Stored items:

____________________

PR #1147, opened 2023-08-14
flowctl: fix preview hanging on error

psFried:
**Description:**

`flowctl preview` would hang indefinitely when an error was encountered running the derivation. This fixes that to return immediately. In order to do that, we needed to explicitly shutdown the runtime, because the reason it was hanging was due to the runtime blocking on a future (reading stdin) that would never complete.

**Workflow steps:**

Run `flowctl preview` on a spec that results in a validation error. Previously, it would hang indefinitely. Now it'll return the error immediately.

- - -
This change is [Reviewable](https://reviewable.io/reviews/estuary/flow/1147)

### DIFF
--- a/crates/flowctl/src/main.rs
+++ b/crates/flowctl/src/main.rs
@@ -1,12 +1,15 @@
 use clap::Parser;
 
-#[tokio::main(flavor = "current_thread")]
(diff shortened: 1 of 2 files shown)


jgraettinger (approved):
LGTM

____________________

_Your assignment_: The expected answer is a copy of every line in the entries that holds the word "preview".

_Completed task_:
flowctl: fix preview hanging on error
`flowctl preview` would hang indefinitely when an error was encountered running the derivation. This fixes that to return immediately. In order to do that, we needed to explicitly shutdown the runtime, because the reason it was hanging was due to the runtime blocking on a future (reading stdin) that would never complete.
Run `flowctl preview` on a spec that results in a validation error. Previously, it would hang indefinitely. Now it'll return the error immediately.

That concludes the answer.